Question

A curve is such that the $x$ -intercept of the tangent drawn to it at the point $P\left(x , y\right)$ is reciprocal of the abscissa of $P.$ Then, the equation of the curve is (where, $c$ is the constant of integration and $x>1$ )

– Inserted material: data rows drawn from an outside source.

Issue #4891, opened 2020-10-09
[Build Artifact Dependency] Handle proper image cache invalidation.


gsquared94:
PR https://github.com/GoogleContainerTools/skaffold/pull/4828 introduces the notion of defining dependencies between artifacts. However it doesn't handle invalidating the cache properly. 

For example: If user defines `artifact1` and `artifact2` where `artifact2` is a required artifact for `artifact1` then if there's a file change in `artifact2`'s workspace that invalidates the cache of `artifact2` then it should also invalidate the cache of `artifact1` by virtue of being a dependency.

PR #4893, opened 2020-10-09
Implement cache invalidation for dependent artifacts.

gsquared94:
Fixes: #4891 
**Related**: #4713 
**Merge after**: #4828 

**Description** (Part 2 of several PRs.)

This PR implements proper cache handling for artifacts with dependencies as described in the design for [supporting dependencies between build artifacts](https://github.com/GoogleContainerTools/skaffold/blob/master/docs/design_proposals/artifact-dependencies.md#image-cache).
**User facing changes**

If user defines `artifact1` and `artifact2` where `artifact2` is a required artifact for `artifact1` then if there's a file change in `artifact2`'s workspace that invalidates the cache of `artifact2` then it automatically also invalidates the cache of `artifact1` by virtue of being a dependency.

### DIFF
--- a/integration/build_dependencies_test.go
+++ b/integration/build_dependencies_test.go
@@ -99,6 +99,7 @@ func TestBuildDependenciesCache(t *testing.T) {
 	// These tests build 4 images and then make a file change to the images in `change`.
 	// The test then triggers another build and verifies that the images in `rebuilt` were built
 	// (e.g., the changed images and their dependents), and that the other images were found in the artifact cache.
+	// It runs the profile `concurrency-0` which builds with maximum concurrency.
 	tests := []struct {
 		description string
 		change      []int
@@ -136,14 +137,14 @@ func TestBuildDependenciesCache(t *testing.T) {
 
 	for _, test := range tests {
 		t.Run(test.description, func(t *testing.T) {
-			skaffold.Build("--cache-artifacts=true").InDir("testdata/build-dependencies").RunOrFail(t)
+			skaffold.Build("--cache-artifacts=true", "-p", "concurrency-0").InDir("testdata/build-dependencies").RunOrFail(t)
 			checkImagesExist(t)
 
 			// modify file `foo` to invalidate cache for target artifacts
 			for _, i := range test.change {
 				Run(t, fmt.Sprintf("testdata/build-dependencies/app%d", i), "sh", "-c", fmt.Sprintf("echo %s > foo", uuid.New().String()))
 			}
-			out, err := skaffold.Build("--cache-artifacts=true").InDir("testdata/build-dependencies").RunWithCombinedOutput(t)
+			out, err := skaffold.Build("--cache-artifacts=true", "-p", "concurrency-0").InDir("testdata/build-dependencies").RunWithCombinedOutput(t)
 			if err != nil {
 				t.Fatal("expected build to succeed")
 			}
--- a/integration/build_dependencies_test.go
+++ b/integration/build_dependencies_test.go
@@ -135,11 +135,11 @@ func TestBuildDependenciesCache(t *testing.T) {
 		},
 	}
 
+	skaffold.Build("--cache-artifacts=true", "-p", "concurrency-0").InDir("testdata/build-dependencies").RunOrFail(t)
+	checkImagesExist(t)
+
 	for _, test := range tests {
 		t.Run(test.description, func(t *testing.T) {
-			skaffold.Build("--cache-artifacts=true", "-p", "concurrency-0").InDir("testdata/build-dependencies").RunOrFail(t)
-			checkImagesExist(t)
-
 			// modify file `foo` to invalidate cache for target artifacts
 			for _, i := range test.change {
 				Run(t, fmt.Sprintf("testdata/build-dependencies/app%d", i), "sh", "-c", fmt.Sprintf("echo %s > foo", uuid.New().String()))
@@ -163,11 +163,11 @@ func TestBuildDependenciesCache(t *testing.T) {
 			}
 			checkImagesExist(t)
 		})
+	}
 
-		// revert file changes
-		for _, i := range test.change {
-			Run(t, fmt.Sprintf("testdata/build-dependencies/app%d", i), "sh", "-c", "> foo")
-		}
+	// revert file changes
+	for i := 1; i <= 4; i++ {
+		Run(t, fmt.Sprintf("testdata/build-dependencies/app%d", i), "sh", "-c", "> foo")
 	}
 }
 
--- a/integration/build_dependencies_test.go
+++ b/integration/build_dependencies_test.go
@@ -150,6 +150,7 @@ func TestBuildDependenciesCache(t *testing.T) {
 			}
 			log := string(out)
 
+			// TODO: [#4927] Instead of using the log messages we should use the event api to validate cache hits and misses.
 			for i := 1; i <= 4; i++ {
 				if !contains(test.rebuilt, i) && !strings.Contains(log, fmt.Sprintf("image%d: Found Locally", i)) {
 					logrus.Info("build output: ", string(out))
--- a/integration/build_dependencies_test.go
+++ b/integration/build_dependencies_test.go
@@ -17,15 +17,17 @@ limitations under the License.
 package integration
 
 import (
+	"fmt"
 	"strings"
 	"testing"
 
+	"github.com/google/uuid"
 	"github.com/sirupsen/logrus"
 
 	"github.com/GoogleContainerTools/skaffold/integration/skaffold"
 )
 
-func TestBuild_WithDependencies(t *testing.T) {
+func TestBuildDependenciesOrder(t *testing.T) {
 	MarkIntegrationTest(t, CanRunWithoutGcp)
 
 	tests := []struct {
@@ -65,11 +67,6 @@ func TestBuild_WithDependencies(t *testing.T) {
 			args:        []string{"-p", "failed-dependency", "-p", "concurrency-0"},
 			failure:     `unable to stream build output: The command '/bin/sh -c [ "${FAIL}" == "0" ] || false' returned a non-zero code: 1`,
 		},
-		{
-			description:  "build failure with cache-artifacts=true",
-			cacheEnabled: true,
-			failure:      "defining dependencies between artifacts is not yet supported for `skaffold build` with cache enabled. Run with `--cache-artifacts=false` flag",
-		},
 	}
 
 	for _, test := range tests {
@@ -96,9 +93,95 @@ func TestBuild_WithDependencies(t *testing.T) {
 	}
 }
 
+func TestBuildDependenciesCache(t *testing.T) {
+	MarkIntegrationTest(t, CanRunWithoutGcp)
+
+	// These tests build 4 images and then make a file change to the images in `change`.
+	// The test then triggers another build and verifies that the images in `rebuilt` were built
+	// (e.g., the changed images and their dependents), and that the other images were found in the artifact cache.
+	tests := []struct {
+		description string
+		change      []int
+		rebuilt     []int
+	}{
+		{
+			description: "no change",
+		},
+		{
+			description: "change 1",
+			change:      []int{1},
+			rebuilt:     []int{1},
+		},
+		{
+			description: "change 2",
+			change:      []int{2},
+			rebuilt:     []int{1, 2},
+		},
+		{
+			description: "change 3",
+			change:      []int{3},
+			rebuilt:     []int{1, 2, 3},
+		},
+		{
+			description: "change 4",
+			change:      []int{4},
+			rebuilt:     []int{4},
+		},
+		{
+			description: "change all",
+			change:      []int{1, 2, 3, 4},
+			rebuilt:     []int{1, 2, 3, 4},
+		},
+	}
+
+	for _, test := range tests {
+		t.Run(test.description, func(t *testing.T) {
+			skaffold.Build("--cache-artifacts=true").InDir("testdata/build-dependencies").RunOrFail(t)
+			checkImagesExist(t)
+
+			// modify file `foo` to invalidate cache for target artifacts
+			for _, i := range test.change {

• A. $y=c\left(x^{2} - 1\right)$
• B. $y=c\left(x^{2} + 1\right)$
• C. $y=c\sqrt{x^{2} - 1}$
• D. $\sqrt{y}=c\sqrt{x - 1}$

Answer 1

Answer: (C)

The general equation of the tangent is
$Y-y=\frac{d y}{d x}\left(X - x\right)$
$\therefore x$ -intercept $=x-\frac{y}{m}$
$\Rightarrow x-\frac{y}{m}=\frac{1}{x}$
$\Rightarrow x-\frac{1}{x}=\frac{y}{m}$
Or $m=\frac{y}{\left(x - \frac{1}{x}\right)}$
$\Rightarrow \frac{d y}{d x}=\frac{y}{\left(x - \frac{1}{x}\right)}$
$\Rightarrow \frac{d y}{y}=\frac{x d x}{x^{2} - 1}$
On integrating, we get
$\displaystyle \int \frac{d y}{y}=\displaystyle \int \frac{x}{x^{2} - 1}dx$
$\Rightarrow ln y=\frac{1}{2}\displaystyle \int \frac{2 x d x}{x^{2} - 1}=\frac{1}{2}ln⁡\left|x^{2} - 1\right|+ln⁡c$
$\Rightarrow ln y=ln⁡\left[\left(\sqrt{x^{2} - 1}\right) c\right]$
$\Rightarrow y=c\cdot \sqrt{x^{2} - 1}$